At this point in the process, I am already sick of New Moon. I’m tired of all the lame CG wolf transformations and ads that feature Robert Pattinson in full Robert Smith meets Morrissey pompadour pout mode. One day, a decade or so from now, when the young British thesp is a twice-rehabbed middle-aged “special guest” at a third rate Sci-Fi/Fantasy convention we’ll perhaps hear how it really feels to be the inadvertent idol of a million frustrated female’s latent fantasies. Until then, we get lots of pale-faced fawning and little else. Indeed, if the Twilight films were anything more than excuses for high school puppy love played out among the proposed cosmic consequences of a life in service of the supernatural, we’d have something more solid. As it stands, Meyers is just mimicking the lovelorn shtick from Dan Curtis’ far superior Dark Shadows – and doing a dreadful job of it at that.

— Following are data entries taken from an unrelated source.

PR #350, opened 2026-06-29
fix(lsp): decouple tool discovery from install gate

moj02090:
# Bug: TypeScript/pyright LSP never starts when `PI_LENS_DISABLE_LSP_INSTALL=1`, even though the server is installed on PATH

**Area:** area:installer (also area:lsp)
**Version:** 3.8.62 (reproduced on 3.8.61; same code in `master` @ cc824cc)

## What happened?

In an environment where LSP auto-install is disabled (`PI_LENS_DISABLE_LSP_INSTALL=1`)
but all language servers are **pre-installed globally** (e.g. `npm i -g typescript
typescript-language-server pyright`), `.ts`/`.tsx` files get **no interactive LSP**
(`ready=0/N` — hover/definition/references/rename all dead). `tsc` dispatch diagnostics
still work; only the LSP is missing. `marksman`/`json` etc. work fine.

`/usr/bin/typescript-language-server` exists and is on `PATH`, but pi-lens never finds it.

### Root cause

`ensureTool()` already does **discovery-first, install-second**: it calls
`getToolPath()` (which probes PATH / npm-global / managed-bin, offline-safe, no
download) and only falls through to `installTool()` if nothing was discovered.

But the **bespoke** spawn sites gate the *entire* `ensureTool()` call behind
`canInstall()`, so when install is disabled, **discovery is disabled too**:

`clients/lsp/server.ts` — `TypeScriptServer.spawn`:
```js
if (!lspPath) {
  if (canInstall(options?.allowInstall)) {        // ← blocks the ONLY global-discovery path
    lspPath = await ensureTool("typescript-language-server");
  }
  if (!lspPath) return undefined;                 // ← server never spawns → ready=0
}
```

Same pattern in `findTsserverPath()` (`ensureTool("typescript")` gated by
`canInstall`) and `PythonServer.spawn` (`if (!canInstall(...)) return undefined;`
before `ensureTool("pyright")`).

Generic servers don't hit this because `resolveAndLaunch()` tries bare-command
candidates via `launchLSP()` first (PATH lookup) **unconditionally** — only the
TypeScript/tsserver/pyright spawns special-case their resolution and skip that.

Net effect: `PI_LENS_DISABLE_LSP_INSTALL` conflates two separate concerns —
**"may download a new tool"** vs **"may discover an already-installed one."**

## Steps to reproduce

1. Global install, no per-project `node_modules`:
   `npm i -g typescript typescript-language-server` → `/usr/bin/typescript-language-server` on PATH.
2. `export PI_LENS_DISABLE_LSP_INSTALL=1`
3. Open any `.ts` file in a project that has a `package.json` but **no** local
   `node_modules/.bin/typescript-language-server`.
4. Observe `ready=0/N` for `typescript`; hover/definition/references/rename unavailable.
   Log shows the spawn returning `undefined` without ever calling `ensureTool`.

## Expected behavior

With install disabled, pi-lens should **still discover and launch** a
language server that is already present on PATH / npm-global. Only the actual
download/install should be suppressed.

## Proposed fix (PR-ready, attached)

Decouple discovery from install at the single chokepoint:

- Add `allowInstall?: boolean` to `ensureTool(toolId, opts)`. Discovery
  (`getToolPath`) always runs; when `allowInstall === false`, skip **only** the
  `installTool()` step and return whatever discovery found (or `undefined`).
- Change the three bespoke gated sites to always call `ensureTool(id, {
  allowInstall: canInstall(...) })` instead of wrapping the call in
  `if (canInstall(...))`: `TypeScriptServer.spawn`, `findTsserverPath`, `PythonServer.spawn`.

Indeed, if there were any justice in this land, Barnabas Collins and Lestat de Lioncourt would rise from their own fictional coffins and drain this disaster of its crotch-moistening life force immediately. Even better, Bram Stoker and several other authors of note should take up undead arms against Ms. Meyer and teach her a thing or two about destroying the novel as an artform. While this may sound snarky, or even worse, incessantly mean, being bombarded day in and day out by PR people asking if you’d like “exclusive” access to interview and EPK material they’ve already leaked to dozens of other outlets can drive you to such fits of rage. Twilight is being sold so hard and so broadly that you can’t walk into a store of any kind nowadays and not see some symbol of its impact and influx. And again, it’s not like Twilight has tapped into something unseen before. Instead, it’s regurgitating what’s been already done – only this time with the omniscient help of Messageboard Nation to maximize the returns.

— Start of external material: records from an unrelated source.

PR #363, opened 2026-07-01
Fix POSIX LSP process-tree cleanup (refs #362)

### LINKED ISSUE #362: POSIX LSP teardown can leave launcher descendants alive
## What happened?

On POSIX systems, LSP servers launched through wrapper processes can leave descendants behind after pi-lens shuts down or resets its LSP service.

I hit this most visibly with the HTML language server while working inside zellij: after leaving/restarting sessions, `vscode-html-language-server` processes accumulated instead of being cleaned up. Eventually there were enough long-lived HTML LSP processes/diagnostics to put real pressure on memory.

The underlying issue does not appear to be zellij-specific. zellij just makes it easy to keep sessions around long enough to notice. The lifecycle gap is that pi-lens tears down the direct child process on POSIX, but a language-server launch can involve wrappers or descendants (npm shims, shell launchers, node children, etc.). Those descendants are not guaranteed to die when only the immediate child is signaled.

Windows already uses `taskkill /T` for normal LSP teardown, so it gets process-tree semantics there. POSIX currently lacks the equivalent process-group cleanup.

## Steps to reproduce

One way to observe it:

1. Start pi-lens/pi in a terminal multiplexer such as zellij.
2. Open or touch files that cause the HTML LSP to start.
3. Leave/restart sessions or otherwise trigger LSP service reset/shutdown.
4. Inspect live processes:

```sh
ps -eo pid,ppid,pgid,sid,stat,rss,etime,cmd | rg 'vscode-html-language-server|html-languageserver|pi|zellij'
```

Expected cleanup does not always happen for the full process tree; descendant HTML LSP processes can remain alive.

This is easiest to notice with HTML LSP, but the same class of bug can apply to any LSP started through a wrapper or launcher process.

## Expected behavior

When pi-lens resets or shuts down an LSP service, the whole LSP process tree should be cleaned up, not just the direct child process.

On POSIX, a typical fix is:

- spawn LSP servers detached into their own process group, and
- signal the process group during teardown with `process.kill(-pid, signal)`, with direct-child fallback if group signaling fails.

That would bring POSIX behavior closer to the existing Windows `taskkill /T` behavior.

## pi-lens version

Observed while running from source around `3.8.61`.

## Relevant logs / evidence

Useful commands for confirming the issue:

```sh
pgrep -af 'vscode-html-language-server|html-languageserver|pi|zellij'
ps -eo pid,ppid,pgid,sid,stat,rss,etime,cmd | rg 'vscode-html-language-server|html-languageserver|pi|zellij'
rg -n 'html|vscode-html|session_start|shutdown|diagnostic' ~/.pi-lens -S
```

I have a small local patch with regression tests that makes POSIX LSP launches process-group scoped and tears them down by signaling the group while preserving the existing Windows behavior.

cmptr:
## Summary

Fixes POSIX LSP teardown so launcher/wrapper descendants are cleaned up when pi-lens resets or shuts down an LSP service.

On POSIX, LSP servers are now launched in their own process group and teardown signals that group before falling back to direct-child kill. This brings POSIX cleanup closer to the existing Windows `taskkill /T` behavior.

Closes #362

## Type of change

- [x] Bug fix
- [ ] Documentation

## Area

- [x] area:lsp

So I won’t be heading out to my local Cineplex come Wednesday to stand in line, check through security, settle into the press aisle and wait as numerous dimwits from local radio and TV outlets to work the 96% female audience into an absolute free film froth. I won’t have to listen to the lame trivia questions, the ear-splitting pleadings for one of only 50 available Twilight t-shirts, or the OMG reactions whenever someone mentions a main character’s name. Even with new director Chris Weitz behind the lens (as the man responsible for Down to Earth and The Golden Compass, he is only a middling improvement over previous helmer Catherine Hardwicke), I hold out no hope for the movie – and frankly, why should I. It’s not being made for me. It’s not being marketed to me. It’s not relying on me to show up and swoon over every literal translation from page to motion picture screen.

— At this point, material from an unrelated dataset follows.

Issue #255, opened 2026-06-19
bug(tree-sitter): lua parses to ERROR trees once a 2nd grammar loads (shared WASM Module) — breaks lua symbols+imports


apmantza:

No, New Moon knows its audience, and knows you will come out in droves. They already have 30 Days of Night‘s David Slade turning over the next cinematic chapter – Eclipse – in the saga, and soon we will have a teaser trailer of that Summer of 2010 travesty to moan about. Even better, some theaters are showing the original Twilight the night before New Moon opens, the better to remind you of how horrid the first experience really was (and how potentially horrid this one could be). Rest assured, the Twilighters themselves couldn’t care less. They are simply ready to spend 120 minutes with their musk-soaked dreams coming to vivid Technicolor life. As with all trends and entertainment whims, it will soon be out of our lives and back in the embarrassments of a favorite now faded, where it belongs. Until them, count me out. Trust me, the makers of New Moon already have.